Directions for this task: The answer must consist of every line in the records below that contains the string "also".

[[ Data excerpts, beginning ]]

PR #1979, opened 2020-06-17
Fix policy index in sfa

johnsonw:
Fix policy index in sfa

---
This change is [Reviewable](https://reviewable.io/reviews/whamcloud/integrated-manager-for-lustre/1979)


iml-sfa/src/main.rs
```diff
@@ -36,7 +36,7 @@ enum ImlSfaError {
 
 fn create_retry_endpoint_policy<E: Debug>(len: u32) -> impl RetryPolicy<E> + Send {
     move |k: u32, e| {
-        if k < len {
+        if k < len - 1 {
             RetryAction::RetryNow
         } else {
             RetryAction::ReturnError(e)
```
ip1981, line 42:
```rust
if k >= len {
   RetryAction::ReturnError(e)
} else {
  RetryAction::RetryNow
}
```

:) Just an idea

ip1981: And you probably would not need a test for that.

iml-sfa/src/main.rs
```diff
@@ -36,7 +36,7 @@ enum ImlSfaError {
 
 fn create_retry_endpoint_policy<E: Debug>(len: u32) -> impl RetryPolicy<E> + Send {
     move |k: u32, e| {
-        if k < len {
+        if k < len - 1 {
```
ip1981, line 39: What if `len==0`? What would it mean?

iml-sfa/src/main.rs
johnsonw: sure, makes sense

iml-sfa/src/main.rs
johnsonw: When len is 0 that would be the first attempt at making the call.

iml-sfa/src/main.rs
johnsonw: actually, my unit test failed with this. Looking.

johnsonw: ah right, it would have to be >= len - 1. I think i'm going to leave it as is.

iml-sfa/src/main.rs
johnsonw: I misread this earlier. Basically the policy is used to limit how many times we retry hitting an endpoint. So if we create a policy with a length of two then that means it will try to hit the endpoint twice. If we create a policy with a length of zero then it would never attempt to hit the endpoint. I'll add a unit test to cover this.

ip1981: I would expect that retry mean literally retry, and thus `len` would mean the allowed number of failures: 0 mean hit just one time, 1 - retry one one if failed, and so on.

iml-sfa/src/main.rs
```diff
@@ -357,3 +357,55 @@ impl SfaClassExt for Client {
         Ok(ys)
     }
 }
+
+#[cfg(test)]
```
jgrund, line 361: This belongs in the retry-future crate instead of here.

johnsonw: Since it's testing the policy related to the fetch in this crate I don't think it makes sense to move it. I'll just remove the tests.

PR #284, opened 2017-06-29
SNAPSHOT support for cp-docker-images 3.3.x

aayars:
Not proud of how settings.xml is handled here, open to suggestions. settings.xml is needed to point maven at nexus, since that's where the required SNAPSHOT JARs live.


Makefile
```diff
@@ -96,6 +104,17 @@ push-public: clean build-debian
 		docker push ${REPOSITORY}/cp-$${component}:${CP_VERSION} || exit 1; \
   done
 
+push-nexus:
```
maxzheng: What's the push-private used for? Feels like we should be using that for nexus by defininig DOCKER_REMOTE_REPOSITORY in env to avoid having to put nexus repo info in here as this is available for public use?

Makefile
```diff
@@ -96,6 +104,17 @@ push-public: clean build-debian
...
+	for component in ${COMPONENTS} ; do \
+		echo "\n Pushing cp-$${component}  \n==========================================\n "; \
+		docker tag ${REPOSITORY}/cp-$${component}:latest docker.confluent.io:5000/${REPOSITORY}/cp-$${component}:latest || exit 1; \
+		docker tag ${REPOSITORY}/cp-$${component}:${VERSION} docker.confluent.io:5000/${REPOSITORY}/cp-$${component}:${VERSION} || exit 1; \
+		docker tag ${REPOSITORY}/cp-$${component}:${CP_VERSION} docker.confluent.io:5000/${REPOSITORY}/cp-$${component}:${CP_VERSION} || exit 1; \
+		docker push docker.confluent.io:5000/${REPOSITORY}/cp-$${component}:latest || exit 1; \
+		docker push docker.confluent.io:5000/${REPOSITORY}/cp-$${component}:${VERSION} || exit 1; \
+		docker push docker.confluent.io:5000/${REPOSITORY}/cp-$${component}:${CP_VERSION} || exit 1; \
```
maxzheng: Are we ok with letting people know about docker.confluent.io:5000? It is secured, but not sure about the etiquette of having internal references in public repos -- maybe @ewencp can chime in here.

Makefile
```diff
@@ -1,13 +1,21 @@
...
 MYSQL_DRIVER_VERSION := 5.1.39
 
-CONFLUENT_DEB_REPO := http://packages.confluent.io
-CONFLUENT_RPM_REPO := http://packages.confluent.io
-APT_ALLOW_UNAUTHENTICATED := false
+# CONFLUENT_DEB_REPO := http://packages.confluent.io
+CONFLUENT_DEB_REPO := https://s3-us-west-2.amazonaws.com/jenkins-confluent-packages/packaging-3.3.x/35
+
+# CONFLUENT_RPM_REPO := http://packages.confluent.io
+CONFLUENT_RPM_REPO := https://s3-us-west-2.amazonaws.com/jenkins-confluent-packages/packaging-3.3.x/35
```
maxzheng: Ok with exposing non-public urls in public repo?

debian/base/Dockerfile
```diff
@@ -37,11 +40,12 @@ ENV SCALA_VERSION="2.11"
...
 ENV CONFLUENT_MINOR_VERSION="3"
 
-ENV CONFLUENT_PATCH_VERSION="0"
+ENV CONFLUENT_PATCH_VERSION="0~SNAPSHOT"
 ENV CONFLUENT_VERSION="$CONFLUENT_MAJOR_VERSION.$CONFLUENT_MINOR_VERSION.$CONFLUENT_PATCH_VERSION"
 ENV CONFLUENT_DEB_VERSION="1"
 
-ENV KAFKA_VERSION="0.11.0.0-SNAPSHOT"
+# Add ~SNAPSHOT (with tilde) for internal releases
+ENV KAFKA_VERSION="0.11.0.0~SNAPSHOT"
```
maxzheng: After 3.3.0 is released, we will need to manually update all the files with different repo urls and also remove snapshot versions from here. If we can wrap everything in scripts to automatically change based on the git branch to produce release vs snapshots, it would be better. 

We have too many manual stuff that we have to do for each release / version, I think we need to start prioritizing on writing automated scripts as we build features rather than waiting until later. So I would recommend doing that now if possible.

debian/base/Dockerfile.rpm
```diff
@@ -36,12 +38,13 @@ ENV PYTHON_PIP_VERSION="9.0.1"
 # Confluent
 ENV SCALA_VERSION="2.11"
 ENV CONFLUENT_MAJOR_VERSION="3"
-ENV CONFLUENT_MINOR_VERSION="2"
+ENV CONFLUENT_MINOR_VERSION="3"
 
-ENV CONFLUENT_PATCH_VERSION="1"
+ENV CONFLUENT_PATCH_VERSION="0"
```
maxzheng: Wrap building of this Dockerfile in a script that automatically extracts from git branch and sets these as env vars.

debian/base/Dockerfile.rpm
```diff
@@ -36,12 +38,13 @@ ENV PYTHON_PIP_VERSION="9.0.1"
...
 ENV CONFLUENT_VERSION="$CONFLUENT_MAJOR_VERSION.$CONFLUENT_MINOR_VERSION.$CONFLUENT_PATCH_VERSION"
 
-ENV KAFKA_VERSION="0.10.2.1"
+# Add -0.1.SNAPSHOT for internal releases.
+ENV KAFKA_VERSION="0.11.0.0-0.1.SNAPSHOT"
```
maxzheng: Some things like this may be a bit hard to script. Oh well. For anything that we can't automate, let's add to a README though so someone can go thru a list next time.

debian/enterprise-kafka/Dockerfile.rpm
```diff
@@ -30,7 +30,7 @@ EXPOSE 9092
 
 RUN echo "===> installing confluent-support-metrics ..." \
     && yum -q -y update \
-    && yum install -y \
+    && yum install -y --nogpgcheck \
```
maxzheng: Stuff like this needs to be automatically toggled from a script via env otherwise it is easy to forget to change

debian/base/Dockerfile
aayars: +1. I wouldn't seriously merge this, it's too awful. We do need to come up with a wrapper to sort out the differences between build types.

Makefile
miguno: Yeah, same question.  Perhaps use an env variable instead?

debian/enterprise-kafka/Dockerfile.rpm
miguno: Yeah, this would be great.  Same for switching between public repo urls and snapshot/private ones.

Makefile
theduderog: I had the same issue so I put in a `local.make` [file that doesn't get check into this repo](https://github.com/confluentinc/cp-docker-images/blob/3.2.x/Makefile#L13-L14). 

In that file, you can override private vars:

CONFLUENT_DEB_REPO := http://s3-us-west-2.amazonaws.com/jenkins-confluent-packages/packaging-trunk/${BUILD_NUMBER}
DOCKER_REMOTE_REPOSITORY=067306319579.dkr.ecr.us-west-2.amazonaws.com

Makefile
```diff
@@ -1,13 +1,21 @@
...
+
+# Set to false for public releases
+APT_ALLOW_UNAUTHENTICATED := true
```
theduderog: this could be left `false` in the primary Makefile if we go with the local.make override approach.

Makefile
theduderog: Or they can be passed in via cmd line, `make APT_ALLOW_UNAUTHENTICATED=true`

Makefile
theduderog: Maybe that part should be a variable

debian/base/Dockerfile
```diff
@@ -20,8 +20,11 @@ LABEL io.confluent.docker.git.id=$COMMIT_ID
 ARG BUILD_NUMBER=-1
 LABEL io.confluent.docker.build.number=$BUILD_NUMBER
 
-ARG CONFLUENT_DEB_REPO="http://packages.confluent.io"
-ARG APT_ALLOW_UNAUTHENTICATED=false
+# ARG CONFLUENT_DEB_REPO="http://packages.confluent.io"
+ARG CONFLUENT_DEB_REPO="https://s3-us-west-2.amazonaws.com/jenkins-confluent-packages/packaging-3.3.x/35"
```
theduderog: I think maybe these build args [do not need default values](https://docs.docker.com/engine/reference/builder/#arg) so they could just be declared as `ARG CONFLUENT_DEB_REPO` and leave all the values in the Makefile

debian/base/Dockerfile
theduderog: I'd suggest making all the params that vary across releases build args, not setting any defaults for them in the Dockerfiles, and use the Makefile as you only place you need to change them.

debian/base/Dockerfile.rpm
```diff
@@ -72,21 +75,24 @@ RUN echo "Installing Zulu OpenJDK ${ZULU_OPENJDK_VERSION}" \
     && yum -q -y update \
     && yum -q -y install zulu-${ZULU_OPENJDK_VERSION}
 
-RUN echo "===> Adding confluent repository...${CONFLUENT_RPM_REPO}/rpm/${CONFLUENT_MAJOR_VERSION}.${CONFLUENT_MINOR_VERSION}" \
-    && rpm --import ${CONFLUENT_RPM_REPO}/rpm/${CONFLUENT_MAJOR_VERSION}.${CONFLUENT_MINOR_VERSION}/archive.key
+# Comment this out for unsigned SNAPSHOT releases
+# RUN echo "===> Adding confluent repository...${CONFLUENT_RPM_REPO}/rpm/${CONFLUENT_MAJOR_VERSION}.${CONFLUENT_MINOR_VERSION}" \
+#    && rpm --import ${CONFLUENT_RPM_REPO}/rpm/${CONFLUENT_MAJOR_VERSION}.${CONFLUENT_MINOR_VERSION}/archive.key
```
theduderog: I thought this used to be conditionalized based on the `APT_ALLOW_UNAUTHENTICATED` env var

debian/enterprise-kafka/Dockerfile.rpm
theduderog: The `APT_ALLOW_UNAUTHENTICATED` var was intended for this but perhaps is too debian specific.

debian/base/Dockerfile
theduderog: @ewencp These are build args which do not require the default values being set here so we can just remove them and then there's nothing to update for each release

Makefile
```diff
@@ -1,13 +1,21 @@
...
 
 COMPONENTS := base zookeeper kafka kafka-rest schema-registry kafka-connect-base kafka-connect enterprise-control-center kafkacat enterprise-replicator enterprise-kafka kafka-streams-examples
 COMMIT_ID := $(shell git rev-parse --short HEAD)
 MYSQL_DRIVER_VERSION := 5.1.39
 
-CONFLUENT_DEB_REPO := http://packages.confluent.io
-CONFLUENT_RPM_REPO := http://packages.confluent.io
-APT_ALLOW_UNAUTHENTICATED := false
+# CONFLUENT_DEB_REPO := http://packages.confluent.io
+CONFLUENT_DEB_REPO := https://s3-us-west-2.amazonaws.com/jenkins-confluent-packages/packaging-3.3.x/35
```
theduderog: You can currently pass them into make via command line args or a local.make file.

Makefile
ewencp: 👍  to just making it a variable. That's also nice for anyone that may be customizing the images themselves and want to publish to their own repo.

[[ Data excerpts, end ]]

Finished exercise:
maxzheng: After 3.3.0 is released, we will need to manually update all the files with different repo urls and also remove snapshot versions from here. If we can wrap everything in scripts to automatically change based on the git branch to produce release vs snapshots, it would be better. 
ewencp: 👍  to just making it a variable. That's also nice for anyone that may be customizing the images themselves and want to publish to their own repo.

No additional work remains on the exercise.